Some have theorized that a wave of factors — they include the rise of ubiquitous e-hailing apps like Uber; on-demand car-sharing services like Getaround or Zipcar; a push in urban centers encouraging people to use a wider array of transportation options to offset traffic; and bigger environmental trends that are leading some to eschew gas guzzling autos — would push the world away from car ownership. Yet essentially, Cars24 (and others like it) are extending the life of a lot of older models to keep more vehicles in circulation and private hands.
But using Uber can get pricey and is not the same as having your own wheels, and the desire to have your own vehicle is perhaps at a high-point right now because of Covid-19 and people concerned about spreading or catching the virus, Chopra said.
“It’s definitely not the case in India that less people want to own cars,” he said. “During the pandemic, we have seen a lot of demand, in India specifically.” On new, greener vehicle technology, this is also interesting and will simply present another class of vehicles on Cars24 as adoption of electric vehicles increases, he added. But it’s not all quite there, yet.
The strength of the current opportunity is partly why it seems that we’ve found ourselves crowded with startups and scale-ups hoping to define the new generation of used-car-sale platforms.
Others in the same space that have recently raised money include close competitors like Spinny, also out of India; Cazoo in the UK, which has now gone public; InstaCarro out of Brazil; Kavak out of Mexico; and Carsome from Malaysia, among many others.

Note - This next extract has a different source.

PR #2296, opened 2022-05-30
Cherry pick non-breaking fixes for a PATCH version release

laurenceisla:
Testing cherry picking fixes to release the PATCH version v9.0.1

Applied most commits in this range: ab90bd24e0fd9cf4fdd8af76990823c4c183f867 - 6b5370f145ad2f346ec803c0ddaa3f47ab86ed76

Carvana, one of the biggest used-car platforms, is also publicly listed and is now valued at nearly $28 billion.
What has been interesting is that each of these big players have up to now carved out very strong markets for themselves in their home countries, and they are only more recently moving to expand internationally. Cars24 has attracted hundreds of millions of dollars in funding (it also raised $200 million less than a year ago) in part because its investors think it has what it takes to export, and thus scale, its model beyond the huge market of India.

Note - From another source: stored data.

PR #2300, opened 2022-06-02
RPC POST for function w/single unnamed XML param

fjf2002:
RPC POST for function w/single unnamed XML param

- extends #1927 for data type xml
- part of #2188

### DIFF
--- a/test/spec/Feature/Query/RpcSpec.hs
+++ b/test/spec/Feature/Query/RpcSpec.hs
@@ -1202,6 +1202,13 @@ spec actualPgVersion =
             `shouldRespondWith`
             [str|unnamed text arg|]
 
+        it "can insert xml directly" $
+          request methodPost "/rpc/unnamed_xml_param"
+            [("Content-Type", "text/xml"), ("Accept", "text/xml")]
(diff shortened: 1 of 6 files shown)


test/spec/Feature/Query/RpcSpec.hs
```diff
@@ -1202,6 +1202,13 @@ spec actualPgVersion =
             `shouldRespondWith`
             [str|unnamed text arg|]
 
+        it "can insert xml directly" $
+          request methodPost "/rpc/unnamed_xml_param"
+            [("Content-Type", "text/xml"), ("Accept", "text/xml")]
+            [str|unnamed xml arg|]
+            `shouldRespondWith`
+            [str|unnamed xml arg|]
```
steve-chavez, line 1210: Oh, didn't know this was valid XML. How about a more representative example? Like:

```suggestion
            [str|<note><from>John</from><to>Jane</to><message>Remember me</message></note>|]
            `shouldRespondWith`
            [str|<note><from>John</from><to>Jane</to><message>Remember me</message></note>|]
```

(Got it from https://www.w3schools.com/xml/xml_server.asp)

fjf2002: Ok, done.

“CARS24 is at the forefront of transforming the way consumers buy and sell cars by providing a unique end-to-end digital shopping and transaction experience,” said Rahul Mehta, managing partner at DST Global, in a statement. “They have emerged as the undisputed leader in the used car space in India and early traction in international markets is exceeding expectations. We love backing founders who are bold and ambitious thinkers and couldn’t be more excited to enter the second innings of our long-lasting partnership with CARS24.”